Cuck HEMBREE: Going well.
FINLEY: Good deal. Glad to have you on here again. Today I wanted to talk to you a little bit about umbrella insurance. And, what exactly is umbrella insurance and how does it work?
HEMBREE: I'm glad you brought it up because it's a questions a lot of people ask. It's a great word-picture isn't it? An umbrella, it opens up, it covers all that's underneath it and if you take that same application and apply it to insurance, that's exactly what umbrella liability does. So in the insurance world, it's a policy that opens up and adds extra coverages to all the underlying coverages that are needed. So, let's think about our average person, just like you and I. We may have home insurance, we have auto insurance and they have limits of insurance. Well, what if any of those were exhausted? Well, if we don't have an umbrella over it, we get rained on, we're all wet and have some real problems. An umbrella is what goes over those underlying insurance policies so if they're ever exhausted we have additional liability limits that we can tap into that protect the assets that we worked so hard, whether our homes or autos and our savings, from being depleted.
FINLEY: So, is that to say if I ever found myself in a legal battle and my auto insurance covers "x" but the legal fees and everything's going to end up costing "x", then "y" on top of it, the umbrella insurance is going to be able to cover some of that "y"?

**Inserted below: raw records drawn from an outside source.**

PR #2774, opened 2022-07-18
Add enabled/disabled icons to Switch in SwitchPreference

evowizz:
## Description

This change aims at providing better accessibility to Lawnchair by adding icons over the Switch in SwitchPreference.

Here's how it looks like:
pref-switch-icons

Note: While this change may be considered by many as a "general change," it may also be considered as a new feature for some, which is why I checked the following option below.

## Type of change

- [x] General change (non-breaking change that fixes typos/grammar, or adds additional content that isn't a bug or a feature)
- [ ] Bug fix (non-breaking change which fixes an issue)
- [ ] New feature (non-breaking change which adds functionality)
- [ ] Breaking change (fix or feature that would cause existing functionality to not work as expected)

### DIFF
--- a/lawnchair/src/app/lawnchair/ui/preferences/components/SwitchPreference.kt
+++ b/lawnchair/src/app/lawnchair/ui/preferences/components/SwitchPreference.kt
@@ -19,7 +19,12 @@ package app.lawnchair.ui.preferences.components
 import androidx.compose.foundation.background
 import androidx.compose.foundation.clickable
 import androidx.compose.foundation.layout.*
+import androidx.compose.material.icons.Icons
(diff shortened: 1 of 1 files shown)


RikKoedoot:
Will this always be enabled or only when someone is using an accessibility service?

evowizz:
It will always be enabled. :)

yasanglass (approved):

SuperDragonXD (approved):

yasanglass:
We've decided that this change will not be added, therefore this PR will not be merged, unfortunately. Thanks for all your contributions though.

evowizz:
Perfect, thank you!

PR #2795, opened 2022-07-24
Add copy & paste buttons to Hex Color Picker

yasanglass:
Adds copy & paste buttons to Hex Color Picker to allow users to handle Hex codes easier.

The reason that `androidx.compose.ui.platform.ClipboardManager` is not used is that we initially tried it but it sometimes would paste blank strings; as a result, we ended up using `android.content.ClipboardManager`.

Test APK: [Lawnchair 12.1.0 Dev (6d63c73).zip](https://github.com/LawnchairLauncher/lawnchair/files/9175404/Lawnchair.12.1.0.Dev.6d63c73.zip)

Preview:
Peek 2022-07-24 12-59

### DIFF
--- a/build.gradle
+++ b/build.gradle
@@ -362,6 +362,7 @@ dependencies {
     implementation "androidx.compose.ui:ui-tooling:$compose_version"
     implementation "androidx.compose.ui:ui-text-google-fonts:$compose_version"
     implementation "androidx.compose.foundation:foundation:$compose_version"
+    implementation "androidx.compose.material:material-icons-extended:$compose_version"
     implementation "androidx.compose.material:material:$compose_version"
     implementation "androidx.compose.material3:material3:1.0.0-alpha14"
     implementation "androidx.compose.runtime:runtime-livedata:$compose_version"
--- a/lawnchair/res/drawable/ic_content_paste.xml
+++ b/lawnchair/res/drawable/ic_content_paste.xml
@@ -1,0 +1,5 @@
+<vector android:autoMirrored="true" android:height="24dp"
+    android:viewportHeight="24" android:viewportWidth="24"
+    android:width="24dp" xmlns:android="http://schemas.android.com/apk/res/android">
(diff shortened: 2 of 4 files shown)


suphon-t:
Please use [`ClickableIcon`](https://github.com/LawnchairLauncher/lawnchair/blob/995f89f9eb3bd26e4566617fda95c1c88fa1e751/lawnchair/src/app/lawnchair/ui/preferences/components/ClickableIcon.kt#L40) instead of `IconButton`. And for the icons themselves, please use an `ImageVector` from [`Icons.Rounded`](https://developer.android.com/reference/kotlin/androidx/compose/material/icons/Icons.Rounded).

yasanglass:
`ContentCopy` and `ContentPaste` icons require `androidx.compose.material:material-icons-extended` dependency. Should I add it for these icons?

kahanzammi:
Isn't it possible to include a "Color Picker" - that allow user to pick any specific color from the wallpaper?

yasanglass:
> Isn't it possible to include a "Color Picker" - that allow user to pick any specific color from the wallpaper?

That is unrelated to this PR and you should make a new issue for it. Anyways, it is possible but it might be a bit too much for a color picker in a launcher.

suphon-t:
> `ContentCopy` and `ContentPaste` icons require `androidx.compose.material:material-icons-extended` dependency. Should I add it for these icons?

Can you try and see how much the size increase will be? But it should be fine since we have proguard on release builds anyway.

yasanglass:
> Can you try and see how much the size increase will be? But it should be fine since we have proguard on release builds anyway.

There is a note about the size increase on the official documentation:

> Note that only the most commonly used icons are provided by default. You can add a dependency on androidx.compose.material:material-icons-extended to access every icon, but note that due to the very large size of this dependency you should make sure to use R8 / ProGuard to remove unused icons from your application.

But yeah, as you said it won't affect optimized builds. Just wanted to double-check. I will do the requested changes and push now.

yasanglass:
Done. @paphonb

PR #2840, opened 2022-08-14
Add uninstall button and it's fixes

marshmello61:
Added feature from DerpLauncher (Launcher3)

### DIFF
--- a/src/com/android/launcher3/popup/SystemShortcut.java
+++ b/src/com/android/launcher3/popup/SystemShortcut.java
@@ -237,6 +237,29 @@ public abstract class SystemShortcut<T extends Context & ActivityContext> extend
         }
     }
 
+    public static final Factory<BaseDraggingActivity> UNINSTALL = (activity, itemInfo) ->
+            PackageManagerHelper.isSystemApp(activity,
+                 itemInfo.getTargetComponent().getPackageName())
+                    ? null : new UnInstall(activity, itemInfo);
+
+
+    public static class UnInstall extends SystemShortcut<BaseDraggingActivity> {
+
+        public UnInstall(BaseDraggingActivity target, ItemInfo itemInfo) {
+            super(R.drawable.ic_uninstall_no_shadow, R.string.uninstall_drop_target_label,
+                    target, itemInfo);
+        }
+
+        @Override
+        public void onClick(View view) {
+            String packageName = mItemInfo.getTargetComponent().getPackageName();
+            Intent intent = new PackageManagerHelper(
+                    view.getContext()).getUninstallIntent(packageName);
+            mTarget.startActivitySafely(view, intent, mItemInfo);
+            AbstractFloatingView.closeAllOpenViews(mTarget);
+        }
+    }
+
     public static <T extends Context & ActivityContext> void dismissTaskMenuView(T activity) {
         AbstractFloatingView.closeOpenViews(activity, true,
             AbstractFloatingView.TYPE_ALL & ~AbstractFloatingView.TYPE_REBIND_SAFE);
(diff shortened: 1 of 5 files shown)


src/com/android/launcher3/popup/SystemShortcut.java
```diff
@@ -237,6 +239,38 @@ public void onClick(View view) {
...
+        public UnInstall(BaseDraggingActivity target, ItemInfo itemInfo) {
+            super(R.drawable.ic_uninstall_no_shadow, R.string.uninstall_drop_target_label,
+                    target, itemInfo);
+        }
+
+        @Override
+        public void onClick(View view) {
+            try {
+                Intent intent = Intent.parseUri(view.getContext().getString(R.string.delete_package_intent), 0)
+                    .setData(Uri.fromParts("package", mItemInfo.getTargetComponent().getPackageName(),
```
yasanglass, line 264: `getTargetComponent` can return null and cause null pointer exception.

src/com/android/launcher3/util/PackageManagerHelper.java
```diff
@@ -256,21 +256,34 @@ public static IntentFilter getPackageFilter(String pkg, String... actions) {
...
 
+    public static boolean isSystemApp(Context context, String pkgName) {
+        return isSystemApp(context, null, pkgName);
+    }
+
     public static boolean isSystemApp(Context context, Intent intent) {
+        return isSystemApp(context, intent, null);
+    }
+
+    public static boolean isSystemApp(Context context, Intent intent, String pkgName) {
```
yasanglass: It would be better if there were only 2 functions:

- Remove `isSystemApp(Context context, String pkgName)`
- Change `isSystemApp(Context context, Intent intent, String pkgName)` to only take `Context` and `String` package name.
- Modify `isSystemApp(Context context, Intent intent)` so it converts `Intent` to `String` package name internally and just passes it to the *main* function.

(do not apply the suggestion automatically/on web, I could not select the whole block it should replace)

```suggestion
        public static boolean isSystemApp(Context context, Intent intent) {
        PackageManager pm = context.getPackageManager();
        // Get the package name for intent
        String packageName = null;
        if (intent != null) {
            ComponentName cn = intent.getComponent();
            if (cn == null) {
                ResolveInfo info = pm.resolveActivity(intent, PackageManager.MATCH_DEFAULT_ONLY);
                if ((info != null) && (info.activityInfo != null)) {
                    packageName = info.activityInfo.packageName;
                }
            } else {
                packageName = cn.getPackageName();
            }
        }
        return isSystemApp(context, packageName);
    }

    public static boolean isSystemApp(Context context, String packageName) {
        PackageManager pm = context.getPackageManager();
        // Check if the provided package is a system app.
        if (packageName != null) {
            try {
                PackageInfo info = pm.getPackageInfo(packageName, 0);
                return (info != null) && (info.applicationInfo != null) &&
                        ((info.applicationInfo.flags & ApplicationInfo.FLAG_SYSTEM) != 0);
            } catch (NameNotFoundException e) {
                return false;
            }
        } else {
            return false;
        }
    }
```

yasanglass (changes requested):
Thank you for the PR, looks good but a few small changes can make it better.

marshmello61:
@yasandev I am having time restrictions for quite some days. Can it be possible, you do changes accordingly and merge?

yasanglass:
> @yasandev I am having time restrictions for quite some days. Can it be possible, you do changes accordingly and merge?

Sure. I'll fix & merge it today myself.

yasanglass:
Thank you, @marshmello61.

I skipped the first requested change as it looks like similar codes were used on the same file already so it shouldn't be problematic.

The force push is because of a rebase update that I did before applying the new changes.

PR #2881, opened 2022-08-25
Reorganize parts of settings UI

SuperDragonXD:
## Description

This PR organizes the "General" preferences and adds additional strings/descriptions for "At a Glance" and "Home Screen" settings.

## Type of change

### DIFF
--- a/lawnchair/res/values/strings.xml
+++ b/lawnchair/res/values/strings.xml
@@ -19,8 +19,6 @@
     <string name="iconPackPackageDefault" translatable="false">""</string>
     <string name="derived_app_name" tools:override="true" translatable="false">Lawnchair</string>
 
-    <!-- Common -->
-
     <!-- PreferenceDashboard -->
     <string name="settings">Settings</string>
     <string name="general_label">General</string>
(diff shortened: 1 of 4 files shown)


lawnchair/res/values/strings.xml
```diff
@@ -165,14 +163,16 @@
     <string name="wallpaper">Wallpaper</string>
       <string name="wallpaper_scrolling_label">Scroll Wallpaper</string>
       <string name="wallpaper_depth_effect_label">Wallpaper Depth Effect</string>
-      <string name="wallpaper_depth_effect_description">Zoom into and out of the wallpaper when transitioning between states.</string>
+      <string name="wallpaper_depth_effect_description">Zoom into and out of the wallpaper when transitioning between areas of the launcher.</string>
```
yasanglass, line 166: The previous string was more correct; this setting only toggles the wallpaper effect that happens when the notification panel is opened afaik and not the horizontal scroll animations/effects. "States" is not the best string but is more correct.

yasanglass (changes requested):
Only that one small change should be enough.

Also, I suggest splitting the changes into their own separate PRs instead of a single multi-purpose PR whenever possible.

lawnchair/res/values/strings.xml
SuperDragonXD: > this setting only toggles the wallpaper effect that happens when the notification panel is opened afaik

Well, the effect also happens when you go to the recents, open the app drawer, or swipe to the Google Feed. Basically changed the wording to that since some users are confused on what "states" meant.

I can't think of a different wording, so maybe you could suggest something else that's clear to other users.

yasanglass: Hmmm, my problem with the new string is that it says "areas of the launcher" but the effect only happens when you move outside the launcher. Maybe we can just mention recents & notification panel? to avoid confusing the users.

SuperDragonXD: I guess I could do that but it'll make the description longer

Also here is the video for that "zoom effect" (recents not included since I don't have QS):
 https://user-images.githubusercontent.com/70206496/187017185-749d4adc-b566-4400-b180-87ff83a21d12.mp4

suphon-t: > but the effect only happens when you move outside the launcher

The effect actually happens in the launcher: feed, app drawer, dragging icons (and recents if you have qs). So this wording makes sense. The notification panel also has this effect but that's not controlled by this toggle or the launcher.

yasanglass: I guess it's okay then, although I still wish we could find a way to make the string clearer. Since it happens in so many places, I don't think that is possible without way too many lines of text.

PR #2900, opened 2022-09-01
Change TopBar.kt to use LargeTopAppBar

SuperDragonXD:
## Description

This PR changes TopBar.kt to use LargeTopAppBar. Alongside that, it bumps `androidx.compose.material3` to `beta01` (needed for some functionality to work, alongside some minor changes to support that version), and removes `rememberFloatingState()` due to it being unused.

## Type of change

### DIFF
--- a/build.gradle
+++ b/build.gradle
@@ -358,7 +358,7 @@ dependencies {
     implementation "androidx.compose.foundation:foundation:$compose_version"
     implementation "androidx.compose.material:material-icons-extended:$compose_version"
     implementation "androidx.compose.material:material:$compose_version"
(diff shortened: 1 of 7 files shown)


yasanglass:
Haven't fully looked into the code (yet) but the current implementation doesn't have the proper behavior; You cannot go back to the initial state by scrolling to the top. Although it sometimes happens in a glitchy way as you can see in the video.

Peek 2022-09-04 15-47

SuperDragonXD:
Fixed that behavior (see most recent commit). Do you want me to make the title larger when the top bar is uncollapsed?

PR #2989, opened 2022-10-01
Fix top bar scroll behavior

suphon-t:
## Description

Previously, we were temporarily using the `enterAlwaysScrollBehavior` behavior for the top bar, which expands when scrolling up even when not at the top.
This PR fixes the bug in the scroll stretch effect that interferes with the top bar expansion logic, and changes the scroll behavior of the top bar to `exitUntilCollapsedScrollBehavior`.

Before:
[before.webm](https://user-images.githubusercontent.com/8080853/193392374-1c2f0d81-0006-44bb-bf7f-073308c0ba87.webm)

After:
[after.webm](https://user-images.githubusercontent.com/8080853/193392379-29c2f88e-440f-4001-b219-0bf7db16a3d3.webm)

## Type of change

✅  Bug fix (non-breaking change which fixes an issue)

### DIFF
--- a/lawnchair/src/app/lawnchair/ui/preferences/components/NestedScrollStretch.kt
+++ b/lawnchair/src/app/lawnchair/ui/preferences/components/NestedScrollStretch.kt
@@ -121,7 +121,7 @@ private class NestedScrollStretchConnection(context: Context, invalidate: Runnab
                 bottomEdgeEffect.onRelease()
             }
         }
-        return available
+        return Offset.Zero
     }
 
     override suspend fun onPreFling(available: Velocity): Velocity {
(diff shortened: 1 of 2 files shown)


SuperDragonXD (approved):
Thanks paphomb!

SuperDragonXD:
Just realized this now @paphonb:

On Pre-S devices, the default overflow effect shows alongside the custom stretch effect as seen in the below video. Passing a `bottomBar` removes the effect though.

https://user-images.githubusercontent.com/70206496/193448944-e4c75f58-ef2b-470e-9ff1-b7b1973137a4.mp4

Was thinking of just setting [`LocalOverscrollConfiguration` to null](https://stackoverflow.com/questions/69468212/remove-lazycolumn-overscroll-effect-in-jetpack-compose) to fully hide any scroll effects, but you may have a better solution though.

HEMBREE: Well, yes and no. Most all the products that we sell have unlimited deference. There's two ways you can think about it. Defense is probably the most expensive part of having to go to a trial or having to be working in a suit. What does it cost to have an attorney come in and defend us? Hopefully, we don't pay a penalty because of it - a fine or something that the court imposes. But, both of those things are in that limit but we say defense is unlimited, so ideally, if we have $500,000 worth of coverage in liability, the court says we have to pay off $500,000, it'll go ahead and pay off that $500,000 even though there's a lot of attorney fees outside of that $500,000 that lead up to that point. Those are all excess and they'll be paid. Now, let's talk in the real world though. If an insurance company feels like we're really at fault and there's no way we can avoid fault, what is the insurance company going to do? They're going to pay their limit and cut their losses as far as defense. Well that's great for the insurance company but what if we still need some defense beyond that? Maybe they don't sue us for $500,000, they sue us for $1,000,000 even though the court may say $500,000. We don't know where that suit's going to end up. So what happens in the mean time? Well, insurance pays their $500,000 and we're still on the hook for $1,000,000 until the court decides whether we owe that or not. So in the real world, the courts go in and they freeze our assets. So, now we don't have access to our savings account. We can't just spend money like we want to without approval of the courts because we know if there's more than that $500,000 that's got to be paid, it's going to come out of our personal assets. We're going to have to sell our house. We're going to have to do other things - have our earnings garnished until we can pay that out. So, in the interim, until we find out what that final court judgement is, we're in limbo. Having an umbrella just eliminates that totally. Because we know we have excess limits that the courts are going to look at and say "Hey, they have enough here to pay that, so we're not going to freeze their assets." and it takes all that stress away and these are not expensive products.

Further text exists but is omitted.